<<<<

PR #2791, opened 2026-07-10
feat: enhance serenity filter-dimensions for sub categories

vivesing:
# feat: enhance serenity filter-dimensions for sub categories

## Summary

Enhances the Serenity (Semrush Elements-backed) URL Inspector filter-dimensions
response (`getUrlInspectorFilterDimensions` / `src/support/elements/definitions/topics.js`,
`brands.js`) to handle tag hierarchies, surface previously-unmodeled tag types, and
give every filter-dimension item a stable, real `id` instead of `null`.

### 1. Category/topic subcategory hierarchy (`Parent__Child` tags)

- Semrush's Elements API can return tag values encoding a two-level hierarchy, e.g.
  `category:Modular & Configurable Sofas__Compact Shippable Furniture`.
- `transformCategoriesToFilterDimensions` / `transformTopicsForFilterDimensions`
  (`src/support/elements/definitions/topics.js`) split on the first `__`: the
  suffix becomes `label`, and `parent_id` / `parent_label` are added for the prefix.
- Entries without `__` are unchanged (no parent keys added).

### 2. Generic handling of unknown tag types

- The tags element can also return types beyond `topic:` / `category:` / `intent:` /
  `source:` (e.g. `type:branded`), plus plain untyped tags (e.g. `abc`).
- New `transformOtherTagsForFilterDimensions` groups unknown `prefix:value` tags
  dynamically by their prefix (response key = prefix, e.g. `type: [...]`), and
  collects plain, prefix-less values into a generic `tags` array. Tags whose
  prefix collides with an existing response key (`brands`, `regions`, `topics`,
  `categories`, `page_intents`, `origins`, `tags`) are routed into the generic
  `tags` array instead of clobbering that key.
- Wired into `elements-service.js`'s `getUrlInspectorFilterDimensions`, which now
  merges these dynamic groups + `tags` into its response alongside the existing
  fixed keys (`brands`, `regions`, `topics`, `categories`, `page_intents`, `origins`),
  with collision-safe merging.

### 3. `id` is now the original, unmodified tag value (not `null`)

- Previously `topics`, `categories`, and the generic `tags`/dynamic-group items
  always had `id: null`; `page_intents` used an uppercased label; `origins` used
  the stripped label.
- All of these now set `id` to the **original tag value exactly as returned by
  Semrush**, including its prefix (e.g. `topic:Furniture__Sofas`,
  `intent:Informational`, `source:organic`). `label` is unchanged (the
  prefix-stripped, non-uppercased value).

### 4. `parent_id` is now derived, not `null`

- For hierarchical (`Parent__Child`) tags, `parent_id` is reconstructed as
  `${prefix}${parent_label}` — the same original-tag shape as the item's own
  `id` — instead of always being `null`.
- Example: `category:Living Room Furniture Retail__Living Room Furniture and Sofas`
  → `parent_id: 'category:Living Room Furniture Retail'`.
- Applies uniformly to the fixed dimensions (`topics`, `categories`) and to the
  dynamic/generic tag groups from `transformOtherTagsForFilterDimensions`.

### 5. Brand `id` now mirrors `label`

- `transformBrandsToFilterDimensions` (`src/support/elements/definitions/brands.js`)
  now sets `id: label` instead of `id: null`, since Semrush has no stable brand ID
  and the label is the only distinguishing value available.

## Docs

- `docs/openapi/schemas.yaml`: `SerenityFilterDimensionItem.id` and `.parent_id`
  are now `string` (no longer nullable); `SerenityUrlInspectorFilterDimensions.brands[].id`
  is now `string` (no longer nullable). Descriptions updated to explain the
  original-tag-value semantics and the `parent_id` reconstruction rule.
- Validated with `npm run docs:lint`.

## Tests

- Full coverage added/updated in `topics.test.js`, `brands.test.js`,
  `elements-service.test.js`, `controllers/elements.test.js`, and
  `openapi-contract/serenity-api.test.js` for all of the above behaviors
  (id values, parent_id reconstruction, brand id, dynamic tag grouping,
  reserved-key collision routing).
- Full suite: **14517 passing**, no failures.
- Lint: clean.

#

image

### DIFF
--- a/src/support/elements/elements-service.js
+++ b/src/support/elements/elements-service.js
@@ -77,7 +77,7 @@ export function createElementsService(transport) {
       Object.entries(otherGroups).forEach(([key, items]) => {
         result[key] = result[key] ? [...result[key], ...items] : items;
       });
-      result.tags = tags;
+      result.tags = result.tags ? [...result.tags, ...tags] : tags;
       return result;
     },
 
--- a/src/support/elements/elements-service.js
+++ b/src/support/elements/elements-service.js
@@ -22,6 +22,7 @@ import {
   transformCategoriesToFilterDimensions,
   transformIntentsToFilterDimensions,
   transformOriginsToFilterDimensions,
+  transformOtherTagsForFilterDimensions,
   buildWeeksPayload,
   transformWeeksResponse,
   buildPromptsPayload,
@@ -61,7 +62,7 @@ export function createElementsService(transport) {
         transport.fetchElement(workspaceId, ELEMENT_IDS.BRANDS, buildBrandsPayload(params)),
         transport.fetchElement(workspaceId, ELEMENT_IDS.MARKETS, buildMarketsPayload({})),
       ]);
-      return {
+      const result = {
         brands: transformBrandsToFilterDimensions(rawBrands, spacecatBrands),
         regions: transformMarketsToFilterDimensions(rawMarkets, brandSemrushProjects),
         topics: transformTopicsForFilterDimensions(rawTopics),
@@ -69,6 +70,15 @@ export function createElementsService(transport) {
         page_intents: transformIntentsToFilterDimensions(rawTopics),
         origins: transformOriginsToFilterDimensions(rawTopics),
       };
+      // Merge any tag types not covered above (e.g. `type:branded`) under their own
+      // prefix key, and plain prefix-less tags under `tags` — see
+      // transformOtherTagsForFilterDimensions.
+      const { tags, ...otherGroups } = transformOtherTagsForFilterDimensions(rawTopics);
+      Object.entries(otherGroups).forEach(([key, items]) => {
+        result[key] = result[key] ? [...result[key], ...items] : items;
+      });
+      result.tags = tags;
+      return result;
     },
 
     /**
--- a/src/support/elements/elements-service.js
+++ b/src/support/elements/elements-service.js
@@ -72,12 +72,24 @@ export function createElementsService(transport) {
       };
       // Merge any tag types not covered above (e.g. `type:branded`) under their own
       // prefix key, and plain prefix-less tags under `tags` — see
-      // transformOtherTagsForFilterDimensions.
-      const { tags, ...otherGroups } = transformOtherTagsForFilterDimensions(rawTopics);
+      // transformOtherTagsForFilterDimensions. The reserved-key list is derived
+      // from `result`'s own keys (not hand-duplicated) so it can't drift out of
+      // sync if a key here is ever renamed or a new fixed dimension is added.
+      // `__proto__`/`constructor`/`prototype` are added on top: `result[key] = ...`
+      // below would repoint result's prototype instead of adding a property for
+      // those (rather than dropping such tags, routing them as "reserved" sends
+      // them into the generic `tags` array, same as any other collision).
+      const reservedResultKeys = [
+        ...Object.keys(result), 'tags', '__proto__', 'constructor', 'prototype',
+      ];
+      const { tags, ...otherGroups } = transformOtherTagsForFilterDimensions(
+        rawTopics,
+        reservedResultKeys,
+      );
       Object.entries(otherGroups).forEach(([key, items]) => {
-        result[key] = result[key] ? [...result[key], ...items] : items;
+        result[key] = items;
       });
-      result.tags = result.tags ? [...result.tags, ...tags] : tags;
+      result.tags = tags;
       return result;
     },
 
--- a/docs/openapi/api.yaml
+++ b/docs/openapi/api.yaml
@@ -174,6 +174,8 @@ paths:
     $ref: './serenity-api.yaml#/v2-serenity-activate'
   /v2/orgs/{spaceCatId}/brands/{brandId}/serenity/deactivate:
     $ref: './serenity-api.yaml#/v2-serenity-deactivate'
+  /v2/orgs/{spaceCatId}/brands/{brandId}/serenity/brand-presence/url-inspector/filter-dimensions:
+    $ref: './serenity-api.yaml#/v2-serenity-url-inspector-filter-dimensions'
   /organizations/{organizationId}/sites:
     $ref: './sites-api.yaml#/sites-for-organization'
   /organizations/{organizationId}/entitlements:
--- a/docs/openapi/schemas.yaml
+++ b/docs/openapi/schemas.yaml
@@ -11475,14 +11475,18 @@ SerenityFilterDimensionItem:
   type: object
   description: |
     A single id/label option for a Serenity Elements filter dropdown. `id` is
-    `null` when Semrush has no stable identifier for the value (most tag-derived
-    dimensions); `parent_id`/`parent_label` are present only when the source tag
-    encoded a "Parent__Child" hierarchy (e.g. `topic:Furniture__Sofas`).
+    the original, unmodified tag value returned by Semrush (including its
+    `prefix:` and any `Parent__Child` encoding, e.g. `topic:Furniture__Sofas`).
+    `parent_id`/`parent_label` are present only when the source tag encoded a
+    "Parent__Child" hierarchy; `parent_id` is the same `prefix:` reconstructed
+    over just the parent segment (e.g. for
+    `category:Living Room Furniture Retail__Living Room Furniture and Sofas`,
+    `parent_id` is `category:Living Room Furniture Retail`).
   required: [id, label]
   properties:
-    id: { type: [string, 'null'] }
+    id: { type: string }
     label: { type: string }
-    parent_id: { type: [string, 'null'] }
+    parent_id: { type: string }
     parent_label: { type: string }
 
 SerenityUrlInspectorFilterDimensions:
@@ -11503,14 +11507,14 @@ SerenityUrlInspectorFilterDimensions:
     brands:
       type: array
       description: |
-        Available brands in the workspace. `id` is always null (Semrush has no
+        Available brands in the workspace. `id` mirrors `label` (Semrush has no
         stable brand id); `spacecat_brand_id` resolves by case-insensitive name
         match against the org's SpaceCat brands.
       items:
         type: object
         required: [id, label]
         properties:
-          id: { type: [string, 'null'] }
+          id: { type: string }
           label: { type: string }
           spacecat_brand_id: { type: [string, 'null'] }
     regions:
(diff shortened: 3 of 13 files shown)


src/support/elements/elements-service.js
```diff
@@ -61,14 +62,23 @@ export function createElementsService(transport) {
...
         page_intents: transformIntentsToFilterDimensions(rawTopics),
         origins: transformOriginsToFilterDimensions(rawTopics),
       };
+      // Merge any tag types not covered above (e.g. `type:branded`) under their own
+      // prefix key, and plain prefix-less tags under `tags` — see
+      // transformOtherTagsForFilterDimensions.
+      const { tags, ...otherGroups } = transformOtherTagsForFilterDimensions(rawTopics);
+      Object.entries(otherGroups).forEach(([key, items]) => {
+        result[key] = result[key] ? [...result[key], ...items] : items;
+      });
```
MysticatBot, line 91: issue (blocking): `KNOWN_TAG_PREFIXES` excludes `topic:`, `category:`, `intent:`, `source:` but does NOT exclude tags whose prefix matches existing result keys (`brands`, `regions`, `topics`, `categories`, `page_intents`, `origins`). If Semrush ever returns a tag like `brands:foo` or `regions:APAC`, the merge logic on line 73 will inject items into those pre-existing arrays, corrupting the response.

Additionally, `result.tags` is assigned unconditionally without the merge guard applied to other keys, creating an asymmetry that could silently drop data if `tags` were ever populated earlier.

Fix options:
- Extend the exclusion list to cover all known result keys, OR
- Skip any `otherGroups` key that already exists in `result` (prevent collision rather than merge), OR
- Namespace all dynamic groups under a single stable key (e.g. `result.otherDimensions = { ...otherGroups, tags }`) to keep the top-level response shape predictable for consumers.

MysticatBot (changes requested):
Hey @vivesing,

**Verdict: Request changes** - dynamic key collision risk needs a guard before this ships.
**Complexity: MEDIUM** - medium diff, API surface change.
_Changes: Adds Parent__Child subcategory hierarchy parsing and generic handling of unknown Semrush tag types in the filter-dimensions response (5 files)._

## Must fix before merge

1. [Important] Dynamic keys from external data can collide with existing result keys - `src/support/elements/elements-service.js:73` (details inline)
2. [Important] OpenAPI spec not updated for new response shape - CLAUDE.md requires "Specification Sync: Keep OpenAPI specs and implementation in sync". This PR adds `parent_id`/`parent_label` fields to existing dimension items and introduces dynamic keys plus `tags` to the response. The corresponding OpenAPI schema (`UrlInspectorFilterDimensions` in `docs/openapi/schemas.yaml`) should be updated to reflect the new shape.

<details>

- nit: `splitParent` returns inconsistent object shapes - items without `__` get `{ id, label }` while items with it get `{ id, label, parent_id, parent_label }`. Consider always returning all keys (with null) for a uniform shape. - `src/support/elements/definitions/topics.js:57`
- suggestion: Derive `KNOWN_TAG_PREFIXES` from a single source of truth shared with the existing transform functions to prevent drift when new named transforms are added - `src/support/elements/definitions/topics.js:107`
- suggestion: Add edge case tests for `splitParent` with boundary inputs like `"__Child"`, `"Parent__"`, `"__"` which produce empty-string labels - `test/support/elements/definitions/topics.test.js`

</details>

---

<sub><b>Skill:</b> pr-review | <b>Model:</b> us.anthropic.claude-opus-4-6-v1[1m] | <b>Duration:</b> 3m 1s | <b>Cost:</b> $6.25 | <b>Commit:</b> <code>f58b267ce14098cf4a056958ee874264b24a3552</code><br>If this code review was useful, please react with 👍. Otherwise, react with 👎.</sub>

src/support/elements/elements-service.js
vivesing: fixed

MysticatBot (approved):
Hey @vivesing,

**Verdict: Approve** - both prior blocking issues are resolved; remaining items are non-blocking hardening suggestions.
**Complexity: MEDIUM** - medium diff, API surface change.
_Changes: Adds Parent__Child subcategory hierarchy parsing and generic handling of unknown Semrush tag types in the filter-dimensions response (9 files)._
Note: Recommend a human read before merge - this change modifies shared API contracts (OpenAPI schemas). The bot review is a complement to, not a replacement for, a human read here.

- Dynamic key collision risk: `RESERVED_RESULT_KEYS` guard now routes colliding prefixes to the generic `tags` array, with test coverage for all seven reserved keys.
- OpenAPI spec not updated: new `SerenityFilterDimensionItem` and `SerenityUrlInspectorFilterDimensions` schemas added to `schemas.yaml`; endpoint defined in `serenity-api.yaml`.

<details>

- nit: Use `Object.create(null)` instead of `{}` for the `groups` object in `transformOtherTagsForFilterDimensions` - prevents any edge-case interaction with prototype keys (`__proto__`, `constructor`) when external vendor data is used as object keys. One-line defensive fix. - `src/support/elements/definitions/topics.js:125`
- nit: Tag value `":"` (empty prefix) creates an empty-string key `""` on the response object - consider routing empty prefixes to the `tags` bucket alongside the `RESERVED_RESULT_KEYS` check. - `src/support/elements/definitions/topics.js:133`
- suggestion: Add 1-2 boundary tests for `splitParent` with inputs like `"__Child"`, `"Parent__"`, `"__"` to pin the empty-string label behavior as intentional. - `test/support/elements/definitions/topics.test.js`
- suggestion: Document the criteria for promoting a dynamic key to a fixed dimension (when a prefix like `type` appears consistently enough to warrant guaranteed presence in the response shape). No code change needed now. - `src/support/elements/elements-service.js:68`

</details>

---

<sub><b>Skill:</b> pr-review | <b>Model:</b> us.anthropic.claude-opus-4-6-v1[1m] | <b>Duration:</b> 1m 21s | <b>Cost:</b> $5.19 | <b>Commit:</b> <code>36bb3c454715c973e32a93e370ff4e0cb8b3ac96</code><br>If this code review was useful, please react with 👍. Otherwise, react with 👎.</sub>

calvarezg:
## Multi-persona review — feat: serenity filter-dimensions for sub categories

Both prior MysticatBot blocking issues are genuinely resolved (verified): `RESERVED_RESULT_KEYS` makes the dynamic-key set provably disjoint from the fixed result keys, and the OpenAPI specs are updated in sync. One new blocking issue and a couple of hardening items remain.

### 🔴 Critical — unhandled 500 on `Object.prototype`-named tag prefixes
`transformOtherTagsForFilterDimensions` uses `const groups = {}` (`topics.js:152`). For a tag whose prefix is `__proto__`, `constructor`, `toString`, `valueOf`, `hasOwnProperty`, etc., `groups[prefix] ?? []` resolves to the *inherited* prototype member (not nullish), so `?? []` never fires and `groups[prefix].push(...)` (`topics.js:167`) throws `TypeError` → the endpoint 500s. This PR's whole point is handling arbitrary unknown prefixes, so such a prefix is in-domain. Reproduced in Node.
**Fix:** `const groups = Object.create(null)` (or a `Map`). Then harden the merge in `elements-service.js:73` — a `__proto__` key reaching `result[key] = ...` would set `result`'s prototype; skip/guard `__proto__`/`constructor`/`prototype`. Add `__proto__:`/`constructor:` tests.

### 🟠 Major
1. **Key-list drift reintroduces the collision bug.** `KNOWN_TAG_PREFIXES` and `RESERVED_RESULT_KEYS` (`topics.js:117,127`) duplicate strings whose source of truth lives in `elements-service.js`. Renaming/adding a result key without updating `RESERVED_RESULT_KEYS` silently re-corrupts arrays. Export the reserved set from where the result is built; derive prefixes from the transform registry.
2. **`id` contract change (Question).** `id` goes from `null`/`UPPERCASED`/bare to the raw prefixed tag (`intent:Informational`, `source:organic`). Confirm no released consumer matches on the old `id`; version/note if shipped.

### 🟡 Minor
- `parent_id` is synthesized from string-splitting and may dangle (no guaranteed sibling entry) — document as advisory or drop when absent.
- Degenerate values (`":foo"` → empty-string key; `"__"`/`"Parent__"`/`"__Child"` → empty labels) pass OpenAPI `required:[id,label]` silently; prior-review boundary tests still missing.
- No de-duplication within a bucket (duplicate `id`s now that `id` is the option key).
- Dead defensive branches in the merge (`elements-service.js:73-78`) — unreachable given the collision guard; simplify or test.
- `splitParent` returns inconsistent object shapes (with/without `parent_*`).

**Recommendation: Request changes (blocking)** — the prototype-prefix crash is a one-line fix but a hard 500 reachable from external data.

<sub>Multi-persona review: Architect · DBA · Security · Tester · Junior Dev</sub>

vivesing:
Summary

Fixed the 🔴 Critical and 🟠 Major issues you asked me to prioritize, verified with reproductions.

Critical — prototype-key crash (confirmed with node -e):
- src/support/elements/definitions/topics.js: groups = {} → groups = Object.create(null). This was a genuine, reproducible TypeError for any Semrush tag prefix matching an Object.prototype member (constructor, toString, __proto__, hasOwnProperty, etc.) — groups[prefix] ?? [] resolved to the inherited member instead of undefined, and .push(...) then threw.
- src/support/elements/elements-service.js: also found and fixed a second, distinct issue at the merge step — result[key] = items for key === '__proto__' doesn't crash but silently repoints result's prototype (verified: the array becomes result's [[Prototype]], and the entry vanishes from Object.keys/JSON output). Fixed by folding __proto__/constructor/prototype into the reserved-key list so those prefixes get routed into the generic tags array instead — no crash, no silent data loss, no separate guard branch needed.

Major — key-list drift:
- Removed the hardcoded RESERVED_RESULT_KEYS constant from topics.js. transformOtherTagsForFilterDimensions now takes reservedResultKeys as a parameter.
- elements-service.js derives it directly from Object.keys(result) (plus 'tags' and the JS-unsafe names) — the reserved set can no longer drift out of sync with the actual response shape, since it's computed from the object itself rather than hand-duplicated.

Tests added: regression tests in topics.test.js (unit level) and elements-service.test.js (end-to-end) proving constructor:evil, __proto__:evil, toString:evil prefixes don't crash and don't corrupt the result's prototype.

calvarezg (approved):
Approving — the 🔴 prototype-key crash is dead (`Object.create(null)` + reserving `__proto__`/`constructor`/`prototype`), the reserved-key set is now derived from `result` itself so it can't drift, and the regression tests actually throw `constructor:evil` at the code and prove it stays calm. Clean work. 🎯

@vivesing take a bow — you turned a `groups[prefix].push is not a function` 500 into a non-event, with tests to keep it that way. Genuinely tidy fix. 🙌

Now go reward yourself with a proper cutting chai from Noida — you've earned it (extra adrak for shipping a null-prototype object AND remembering that object spread doesn't trip the `__proto__` setter — that's the kind of detail that separates the pros from the `{}`s). ☕️🚀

>>>>

» **Problem statement**
Return the lines containing "approved", taking each one from the listing.

» **Exercise solution**
MysticatBot (approved):
calvarezg (approved):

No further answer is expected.